Achievements and awards
- Haskins Award: 1979, 1980

= Bobby Clampett =

American professional golfer (born 1960)

Robert Daniel Clampett Jr. (born April 22, 1960) is an American television golf analyst, golf course architect, writer, and professional golfer, who played on the PGA Tour from 1980 to 1995. Clampett began playing on the Champions Tour in April 2010.

==Early life==
Clampett was born in Monterey, California. He attended Stevenson School in Pebble Beach, California. He based his early golf training on the book "The Golfing Machine," by Homer Kelley, and he worked closely with golf instructor Ben Doyle, the first authorized instructor of the Golfing Machine.

== Amateur career ==
From 1978 to 1980, he was a three-time All-American and two-time Collegiate Golfer of the Year at Brigham Young University. His important amateur titles included the Porter Cup, the Sunnehanna Amateur, and the Western Amateur. He also won the 1978 World Amateur medal, in team competition for the Eisenhower Trophy and the 1978 and 1980 California State Amateurs. Fred Haskins Award Recipient 1979 and 1980. He was the low amateur at the 1978 U.S. Open and 1979 Masters.

==Professional career==
Clampett turned professional after the 1980 U.S. Open. From 1980 to 1995, he played on the PGA Tour. He won only one tournament, the 1982 Southern Open. He had almost three dozen top-10 finishes in his career, including nine 2nd or 3rd-place finishes, and had over $1 million in career earnings. His best finish in a major was a T-3 at the 1982 U.S. Open. He was a member of the 1982 World Cup team.

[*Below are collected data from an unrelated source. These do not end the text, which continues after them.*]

PR #66, opened 2022-11-04
switch to Cursor class

njr-11:
This pull is opened in response to a [review comment](https://github.com/jakartaee/data/pull/52#pullrequestreview-1165337102) from @keilw about switching the `Cursor` interface to a class.  It needs to be agreed upon with @beikov whether to cancel this pull without changes because the interface is preferable or whether to merge the pull and switch to a class.

### DIFF
--- a/api/src/main/java/jakarta/data/repository/KeysetPageable.java
+++ b/api/src/main/java/jakarta/data/repository/KeysetPageable.java
@@ -144,7 +144,24 @@ public class KeysetPageable extends Pageable {
      * Represents keyset values, which can be a starting point for
      * requesting a next or previous page.
      */
-    public interface Cursor {
+    public static class Cursor {
+        /**
+         * Keyset values.
+         */
+        protected final Object[] keyset;
+
+        /**
+         * Constructs a keyset cursor with the specified values.
+         *
+         * @param keyset keyset values.
+         * @throws IllegalArgumentException if no keyset values are provided.
+         */
+        public Cursor(Object... keyset) {
+            this.keyset = keyset;
+            if (keyset == null || keyset.length == 0)
+                throw new IllegalArgumentException("No keyset values were provided.");
+        }
+
         /**
          * Returns whether or not the keyset values of this instance
          * are equal to those of the supplied instance.
@@ -153,7 +170,11 @@ public class KeysetPageable extends Pageable {
          * @return true or false.
          */
         @Override
-        public boolean equals(Object o);
+        public boolean equals(Object o) {
+            return this == o || o != null
+                    && o.getClass() == getClass()
+                    && Arrays.equals(keyset, ((Cursor) o).keyset);
+        }
 
         /**
          * Returns the keyset value at the specified position.
@@ -163,7 +184,9 @@ public class KeysetPageable extends Pageable {
          * @throws IndexOutOfBoundsException if the index is negative
          *         or greater than or equal to the {@link #size}.
          */
-        public Object getKeysetElement(int index);
+        public Object getKeysetElement(int index) {
+            return keyset[index];
+        }
 
         /**
          * Returns a hash code based on the keyset values.
@@ -171,14 +194,18 @@ public class KeysetPageable extends Pageable {
          * @return a hash code based on the keyset values.
          */
         @Override
-        public int hashCode();
+        public int hashCode() {
+            return Arrays.hashCode(keyset);
+        }
 
         /**
          * Returns the number of values in the keyset.
          *
          * @return the number of values in the keyset.
          */
-        public int size();
+        public int size() {
+            return keyset.length;
+        }
 
         /**
          * String representation of the keyset cursor, including the number of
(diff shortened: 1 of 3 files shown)


beikov:
I'll repost my questions for @keilw here

----

This Built-in implementation of Cursor seems a little odd. What is the purpose and is it intended to be overwritten by implementations?
If not, why is it an interface instead of just a class?

My intention is to allow jakarta-data implementers to provide their own Cursor implementations to e.g. provide extensions like exposing the order by item expression or simply provide a custom serialization implementation.

To me, having an interface here is the most flexible. Since users most probably won't create Cursor instances themselves, I also don't think that the interface here is a problem. Can you elaborate what you think is odd in particular?

Another possibility could be having a Cursor class only and making it extensible, but @beikov would need to agree to that.

We could surely do that, but then the object layout would be fixed i.e. every subtype has to use an Object[] as storage or ignore that. Can you explain what kind of problems you think the interface approach could lead to?

keilw:
@beikov 

Not sure, how using a class instead of an interface would change the way things are stored?
It would be Cursor, or can you explain here in concrete examples what difference the interface vs. class would make?

As this is defined in the public API of Jakarta Data, an interface makes it likely that implementors must also implement it and the TCK needs to take it into consideration.

beikov:
>Not sure, how using a class instead of an interface would change the way things are stored?
>It would be Cursor, or can you explain here in concrete examples what difference the interface vs. class would make?

The point is that implementers are free to implement the `Cursor` interface however they like if they want.

If an implementation wants to provide a custom `Cursor`, it can do so by returning that from `KeysetAwareSlice#getCursor()` or implicitly through `KeysetAwareSlice#nextPageable()`/`KeysetAwareSlice#previousPageable()`.

Reasons for `Cursor` subtypes could be:

* Provider specific API e.g. provide access to the query expression for a cursor element
* Custom serialization logic for cursor values
* Custom storage layout (not `Object[]`) for the cursor

keilw:
Not sure, if that "if they want" works for the spec, they may have to implement it anyway, that is the point I want to clarify with platform, Spec Committee or others.
There are "Optional Features" e.g. in [Enterprise Beans](https://jakarta.ee/specifications/enterprise-beans/4.0/jakarta-enterprise-beans-spec-opt-4.0.html) but that's usually an entire spec that is no longer mandatory.

I think similar to Jakarta NoSQL we already have several possible areas of "optionality", remember using GraphQL or not, but currently `KeysetPageable` and its `Cursor` are baked into the abstract `Pageable` class, making them inseperable, so at the moment it is not possible to factor them out into a separate (optional) module, while e.g. Jakarta NoSQL has ben structured into modules already, see [mapping](https://github.com/eclipse-ee4j/nosql/tree/main/api/mapping). 
It allows in theory (although for existing specs I am not aware that works, it's "all or nothing") to have a vendor like MongoDB only implement the [mapping-document](https://github.com/eclipse-ee4j/nosql/tree/main/api/mapping/mapping-document) module but ignore column or key-value.
Even if we may not be forced to modularize it, there is not just a "if they want" because the TCK (via some kind of "profile") must cover all cases, especially the one where vendors implement their own `Cursor`.

That's why I'm raising this question, I am OK to merge the other PR but unless we change it to a class (in that case I guess we could call it an implementation detail) we will have to deal with it in the TCK.

beikov:
I don't know what the TCK needs to deal with here exactly, but unless an implementer wants to provide extensions or customize things, it shouldn't be necessary for an implementer to provide a custom `Cursor` implementation. An implementer should be able to use the default implementation through the means of `Pageable#afterKeyset`/`Pageable#beforeKeyset`.

That being said, I want to clarify that the keyset aspect does not have anything to do with GraphQL and that this feature is not something that can IMO be separated out into a sub-module or anything like that. It is IMO important for usability to make this part of the core API.

keilw:
No but the point is the aspect (challenge) of **Optionality and Modularity** (in the JCP only Java ME Embedded really accomplished that) whether it's different types of databases, GraphQL or anything else some vendors just don't want to care about.

In Jakarta Persistence there is no optionality either, which is why certain special features come with either Hibernate or EclipseLink. If they were in the spec both of them had to comply with it.
If Pageable/KeysetPageable are part of the API then the TCK must test for it and currently I'm not even sure, if a vendor has a choice, but if they do then they must run the TCK in a special profile or mode, e.g.  "default" vs. "customized" or similar.

With JSR 385 we were one of the only JSRs (beside the now unused ME Embedded) to offer a flexible set of 7 profiles in the [TCK](https://github.com/unitsofmeasurement/unit-tck). Inspired by the CDI TCK but there only differences between e.g. the Web and Full Profile of Jakarta EE are taken into consideration.
Having a much smaller CDI is the challenge of "CDI Lite" and wherever there are possible customizations we may have to offer some kind of "profile" in the TCK as well.

otaviojava:
@njr-11 do we need this PR?
If yes, can you rebase it, please?

njr-11:
> @njr-11 do we need this PR? If yes, can you rebase it, please?

Good point.  We might need it depending on the outcome of a discussion that @keilw and @beikov were having, but don't know yet.

Looking over the discussion, one item that seems inaccurate is:

> allowing "some vendors" to override means, all of them would have to

Let's consider another spec interface, `jakarta.data.repository.CrudRepository`.  There is a possibility a vendor could override it with their own, such as `com.vendor.repository.VendorCrudRepository`, maybe to add some vendor-specific built-in convenience methods or for whatever reason.  In no way does that imply that other vendors must do likewise, nor does it imply that a Jakarta Data TCK must test for the possibility of such a scenario.  Capabilities that vendors add outside of the specification remain outside of the specification.

beikov:
IMO we don't need it, but it appears @keilw doesn't like the interface approach, though I don't fully understand why.

keilw:
Yes, the Jakarta Data TCK must test for the possibility of such a scenario, and as soon as there is customization, it barely matters, if `Cursor` was an interface or (abstract) class.

njr-11:
I'll reiterate that it is out of scope for a TCK to cover vendor-specific extensions to the specification.  The only way I could see it being valid for TCK to require a vendor to supply their own `Cursor` would be if the specification had a method like the following on an interface (maybe Page) that the vendor must supply, `<C extends Cursor> C getCursor(Class<C> vendorCursorExtension)`, in which case it would be correct for the TCK to test the method and its vendor extension `Cursor` result.  But since we don't do that and aren't going to do that, then the TCK must not test for Jakarta Data vendors providing extensions to `Cursor`.

It would be valid for the TCK to test application-provided extensions to `Cursor`, with the TCK application providing the extension and supplying it to `pageable.beforeKeysetCursor` and `pageable.afterKeysetCursor` methods, verifying that page contents are as expected when used with a database that is capable of keyset cursor pagination, and when used with a database that is incapable of keyset cursor pagination then the repository method raises `UnsupportedOperationException` or whatever exception we define to be the specification required behavior in that case.  I'll get a pull open to define the exception for the error condition because I don't think the spec has defined it yet.

keilw:
Of course the TCK must test for implementations of the `Pageable.Cursor` interface, only any possible addition and new methods to a class that implements it would be out of scope for our TCK, but the behavior of the methods the API itself declares must be tested.

keilw (commented):
I am relatively unbiased between interface and static class. If it should be customizable, then the TCK must take the cursor into consideration, regardless of class or interface.

njr-11:
This pull is out of date and it is unclear that it is needed anymore, so I'm canceling it.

Clampett won an event on the Japan Golf Tour in 1981. He finished 2nd at the 1983 Air New Zealand Shell Open, an official event on the Australasian Tour. He recorded three runner-up finishes in a four year stretch at the Italian Open in the early 1980s. At the 1982 Open Championship played at Royal Troon in Scotland, Clampett opened with rounds of 67 and 66 and held a five shot lead going into Saturday's play. His lead had increased two shots by the fifth hole. Then Clampett drove the ball into a pot bunker at the sixth hole. It took him three shots to get out. This sparked the beginning of a precipitous collapse by Clampett that saw him finish with rounds of 78 and 77 and finish in a tie for 10th.

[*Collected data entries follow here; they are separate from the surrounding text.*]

Issue #67, opened 2022-11-04
Inconsistent Pageable factory methods


keilw:
**Description**

There is an inconsistency among static factory methods in `Pageable`

- of() with various arguments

Like his play at the Open Championship, Clampett's career precipitously declined after the 1982 season. After recording a victory and nine top-3 finishes in his first two seasons as a pro Clampett abruptly changed his swing with devastating results. He would record only two top-3 finishes for the remainder of his career and would never win again.

He did notably, in the 2000 U.S. Open at Pebble Beach – his first event in 21 months – shoot 68 in the opening round, which tied him for fourth with Hale Irwin and Loren Roberts, three shots behind eventual runaway winner Tiger Woods. Clampett admitted in interviews to being emotional because of how well his opening round went, and although he did not shoot better than 76 the rest of the tournament and tied for 37th, he still enjoyed a warm reception from crowds throughout.

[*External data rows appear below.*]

PR #850, opened 2023-07-06
DfE frontend

mec:
This work addes the DfE Frontend to the application - we add it from the dist soruce as the npm package does not work with the version of Node we run.

We've tried to use overrides on GOVUK Frontend to keep things as modular as possible.

We updated the footer - although there is no guidance, it seems logical that the contents of the app is not under the Open Government Licence (OGL).

https://design.education.gov.uk/design-system/dfe-frontend

image


lozette:
@mec The bugs that SonarCloud are reporting here are legitimate - they are duplicated CSS declarations, I think they should be addressed.

mec:
> @mec The bugs that SonarCloud are reporting here are legitimate - they are duplicated CSS declarations, I think they should be addressed.

My problem is that they are in source of the DfE frontend, and I want to stay modular (like we do with the GOVUK frontend) i.e. that should be fixed upstream we just use it without modification.

lozette:
@mec Aaah fair enough, it's not great that they have duplicated CSS rules in that case! 🤦

lozette (approved):

PR #853, opened 2023-07-07
Dynamic team projects view

lozette:
## Changes

Scope the Team projects views to reflect the current user's team.

If the user's team is `regional_casework_services`, then they see all projects
there the Project.team is `regional_casework_services`

If the user's team is a region, then they see all projects where Project.region
is the same as the user's team (note that it is the project's REGION).

Change the navigation within the Team projects view so that only team_leader
users can view the Unassigned projects view.

All users with a role and a team can now view the Team projects views.

## Checklist

### DIFF
--- a/app/controllers/team/projects_controller.rb
+++ b/app/controllers/team/projects_controller.rb
@@ -4,33 +4,17 @@ class Team::ProjectsController < ApplicationController
 
   def in_progress
     authorize Project, :index?
-    @pager, @projects = pagy(Project.assigned_to_regional_caseworker_team.in_progress.includes(:assigned_to))
-
-    pre_fetch_establishments(@projects)
-    pre_fetch_incoming_trusts(@projects)
+    @pager, @projects = pagy_array(ByTeamProjectFetcherService.new(current_user.team).in_progress)
   end
 
   def completed
     authorize Project, :index?
-    @pager, @projects = pagy(Project.assigned_to_regional_caseworker_team.completed)
-
-    pre_fetch_establishments(@projects)
-    pre_fetch_incoming_trusts(@projects)
+    @pager, @projects = pagy_array(ByTeamProjectFetcherService.new(current_user.team).completed)
   end
 
   def unassigned
-    authorize Project, :index?
-    @pagy, @projects = pagy(Project.assigned_to_regional_caseworker_team.unassigned_to_user)
+    authorize Project, :unassigned?
 
-    pre_fetch_establishments(@projects)
-    pre_fetch_incoming_trusts(@projects)
-  end
-
-  private def pre_fetch_establishments(projects)
-    EstablishmentsFetcherService.new(projects).call!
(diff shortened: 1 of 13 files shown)


lozette:
[Dynamic team projects view](https://trello.com/c/MRizvpW2/1789-dynamic-team-projects-view)

app/services/by_team_project_fetcher_service.rb
```diff
@@ -0,0 +1,35 @@
+class ByTeamProjectFetcherService
+  def initialize(user)
+    @team = user.team
+  end
+
+  def in_progress
+    return [] if @team.nil?
+
+    if @team.eql?("regional_casework_services")
+      Project.assigned_to_regional_caseworker_team.in_progress.includes(:assigned_to)
```
mec, line 10: We are going to need to sort all these by `conversion_date` which means they all need to be `Conversion::Project`.

app/services/by_team_project_fetcher_service.rb
```diff
@@ -0,0 +1,35 @@
+class ByTeamProjectFetcherService
+  def initialize(user)
```
mec, line 2: I wonder if it should just initialize with a team?

app/controllers/team/projects_controller.rb
```diff
@@ -4,33 +4,17 @@ class Team::ProjectsController < ApplicationController
 
   def in_progress
     authorize Project, :index?
-    @pager, @projects = pagy(Project.assigned_to_regional_caseworker_team.in_progress.includes(:assigned_to))
-
-    pre_fetch_establishments(@projects)
```
mec, line 9: Loosing the pre fetching will make these views really slow. I would add the pre fetchers to the service, you could have method that fetches and returns the projects, something like:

During his 40s, Clampett competed periodically on the Nationwide Tour, and qualified into a PGA Tour event in November 2008. He became eligible for the Champions Tour after reaching age 50 in April 2010. On May 14, 2010, he tied for the first round lead in his second tournament on that tour.

=== Broadcasting career ===
Clampett joined CBS Sports as an on-course reporter for the 1991 PGA Championship, and joined CBS Sports full-time as a tower announcer in 1995. Clampett remained stationed at the 15th hole during CBS telecasts until 2006. In 2007, he was replaced by Ian Baker-Finch, coming over from ABC Sports. Clampett continued to work online webcasts streamed by CBS at the major championships and on CBS Sports Network. On April 11, 2008, Clampett apologized for referring to golfer Liang Wenchong as "the Chinaman" during the Masters Tournament at Augusta National Golf Club. Clampett, working the Internet broadcast of Amen Corner, made the comment after Liang missed the cut.

He was also the lead golf analyst for Turner Sports from 1996–2007.

Clampett and Andy Brumer co-authored the book "The Impact Zone: Mastering Golf's Moment of Truth", published in late 2007. Clampett has also become involved in golf course design in recent years.

== Personal life ==
Clampett lives in Bonita Springs, Florida with his second wife, Marianna. He has three children from his first marriage: Katelyn, Daniel, and Michael Clampett; and Marianna has two of her own: Nicholas and Anna Suciu.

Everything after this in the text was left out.